UABDivulga - Barcelona recerca i innovació

Federated learning (FL) makes it possible to implement machine learning algorithms in a distributed fashion. The objective of machine learning systems is to train a model from a set of data. In this sense, FL provides a framework where these data are distributed among different locations (e.g., devices) or clients that generate local models trained from their own data. A central server trains a global model by aggregating these local models through a process that is usually iterative: the server sends the global model to the clients, which in turn send model updates based on their data and local models, and so on until the global model converges.

One of the most attractive points of FL systems is that the data used to train the final model never leaves the client device. This guarantees a certain level of privacy if these data contain private information. This is one of the main reasons why companies such as Google are starting to use FL (for example to train a predictive text system from the Gboard application).

However, the privacy provided by FL may be illusory. Recent research has shown that FL can indeed present privacy issues.

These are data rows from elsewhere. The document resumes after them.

PR #2914, opened 2025-04-23
fix ambiguous function name `tdcfop` to `ContactFusionSendToDeck`

drunkenQCat:
it's so unique that `tdcfop` is the only function out of naming convention. And also the function is usually used in Gladiator fusion monsters. After reviewing the Gladiators' code, I decided to rename them to `ContactFusionSendToDeck`, as an option of contact fusion.


mercury233 (approved):

purerosefallen:
We may add a compat name, and deprecate it in future versions.

PR #2921, opened 2025-05-05
Update Fortune Lady Earth

zengsxing:
修复命运女郎·厄希(82971335)在部分情况下无法检测到等级变化的问题


purerosefallen:
we may have to fix `EVENT_LEVEL_UP` in core

PR #2928, opened 2025-05-14
Fix Mitsurugi summon effects

VforViolin:
Fix summon effects so Ghost Belle can respond to them.


purerosefallen:
Better to add another `SetOperationInfo`

mercury233:
> SetOperationInfo

means determined action

PR #2957, opened 2025-06-08
fix: "Proton Blast" and "Lucky Chance"

ykxakks:
Fix the condition of the effect of resetting results of coin tosses in "Proton Blast".
For coin_toss effects, we should define the last parameter in Duel.SetOperationInfo(0,CATEGORY_COIN,nil,0,PLAYER_ALL,1) to be the number of coin tosses for each player when the player parameter is set to PLAYER_ALL. In this case, we should calculate the ct in condition of "Proton Blast" by ct*2 if the cp is PLAYER_ALL.

There is currently one card that uses Duel.SetOperationInfo for CATEGORY_COIN and cp is PLAYER_ALL: "BIG Win!?"(84677654), so the last parameter is changed to 1 according to this new definition. It is checked that "Proton Blast" can still be activated when "BIG Win!?" is activated.

For "Lucky Chance": it uses the same logic as "Proton Blast" to calculate the total number of coin tosses. Currently it works fine since no monster cards do Duel.SetOperationInfo for PLAYER_ALL, but it should also be fixed. Since "Lucky Chance" can only be activated when the total count is exactly 1, `cp~=PLAYER_ALL` should be a condition that must be satisfied.


ykxakks:
Note: the bug that "Proton Blast" cannot make both coin tosses of "BIG Win!?" to be heads is not fixed in this PR.

ykxakks:
the bug that ""Proton Blast" cannot make both coin tosses of "BIG Win!?" to be heads" is fixed in [4d739b9](https://github.com/Fluorohydride/ygopro-scripts/pull/2957/commits/4d739b96d5729f8f550d1cebad4fad96562811e6), where we remove the SetCountLimit(1) in coinop1 so it can be applied to all coin tosses in the target effect.

PR #2977, opened 2025-07-01
Fix Timaeus the United Magidragon

VforViolin:
Fix fusion material procedure so substitutes like King of the Swamp can be used.


amcsi:
Note that at least for Omega this is fixed already in theory, as per this comment in Duelists Unit discord:

https://discord.com/channels/253945062625378304/285844671836717057/1389611485013213184

VforViolin:
Yes, because I applied this change locally to Omega.

amcsi:
Oh sorry, I thought this was an issue, not a PR

PR #2983, opened 2025-07-16
Update Kashtira Fenrir

VforViolin:
Add an additional check to prevent Fenrir from triggering when Argostars Lightning Tydeu activates the summon effect in the same chain as Tydeu (the card) activates.


mercury233:
I can't reproduce it with the current YGOPro.

PR #3000, opened 2025-08-11
Fix facedown special summon effect

Wind2009-Louse:
When applied ``糾罪巧``'s splimit, some effect doesn't run normally.


Wind2009-Louse:
Fixed by updating ``糾罪巧``.

PR #3023, opened 2025-09-12
Fix: Prevent targeted Spell/Trap from being destroyed etc if its activation is negated (Unchained)

vuryleo:
This fixes an incorrect behavior where a targeted Spell/Trap card would still be destroyed even if its activation was negated.

Details:

According to official rulings, when the activation of a Spell/Trap card is activation negated, the card is no longer considered to be on the field. Effects that were specifically targeting that card are no longer applied.

This PR corrects the scripts so that Spell/Trap cards with negated activations are not erroneously destroyed etc.

The method is to add another `IsOnField` check while resolving. Cards get activation negated will not be consider on the field anymore.

The cards are too many, i will split them across PRs.

For this PR we have:

* `サイクロン`
* `破械童子アルハ`
* `破械童子ラキア`
* `破械雙王神ライゴウ`
* `破械神の慟哭`
* `破械唱導`
* `破械神シャバラ`
* `破械神シュヤーマ`

Do you think it's the right approach? I won't open more PR before confirming it should work like this.
@purerosefallen perhaps. The full list will contains about ~800 cards.

Actually I would suggest that we release them in 888 gracefully, and if nothing broken we can merge it here.


Wind2009-Louse:
I prefer to change the core to fix this, rather than update tons of cards without knowing if any are still missing.

But this can be a workaround.

vuryleo:
which method from core do you think could cover all scenario?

For example, it is possible to infer private information from the updates that each client sends to the server. Moreover, private information can be leaked from the global model depending on how the models or updates that each client contributes are aggregated.

In this paper, we focus on a type of algorithm known as Particle Swarm Optimization (PSO). In PSO we have a set of agents with a position in the solution space, and the goal is to search for an optimal solution among all of them. The name is inspired by the fact that we can consider each agent (possible solution) as a particle. Each particle improves its position until they all converge at the same point, the optimal solution.

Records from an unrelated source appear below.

PR #3041, opened 2025-10-01
Update Synchro Fellows and D/D/D Sky King Zeus Ragnarok

VforViolin:
Fix both scripts to no longer produce a "[string "utility"]1161: attempt to call a nil value (local 'f2')" error on Omega and DNX. I would imagine these may also produce similar errors on ygopro.

### DIFF
--- a/c30998403.lua
+++ b/c30998403.lua
@@ -74,11 +74,14 @@ end
 function s.cfilter2(c)
 	return c:IsSetCard(0xae) and c:IsAbleToRemoveAsCost()
 end
+function s.fselect(g,c,tp)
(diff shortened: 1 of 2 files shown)


mercury233:
can't reproduce, but I guess it is something wrong with the lua engine

mercury233:
> can't reproduce, but I guess it is something wrong with the lua engine

https://github.com/Fluorohydride/ygopro-scripts/pull/3202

The article proposes solutions to guarantee privacy both in the data sent by each client and in the aggregation performed by the final node. For this purpose, techniques based on the differential privacy principle are used to obtain strong privacy guarantees. Our experiments show that the same solution can be obtained under differential privacy as in the non-private case, although this leads to a slightly longer convergence time. That is, it takes a little longer to obtain the solution, but we can give guarantees on the private information that can be leaked in the whole process.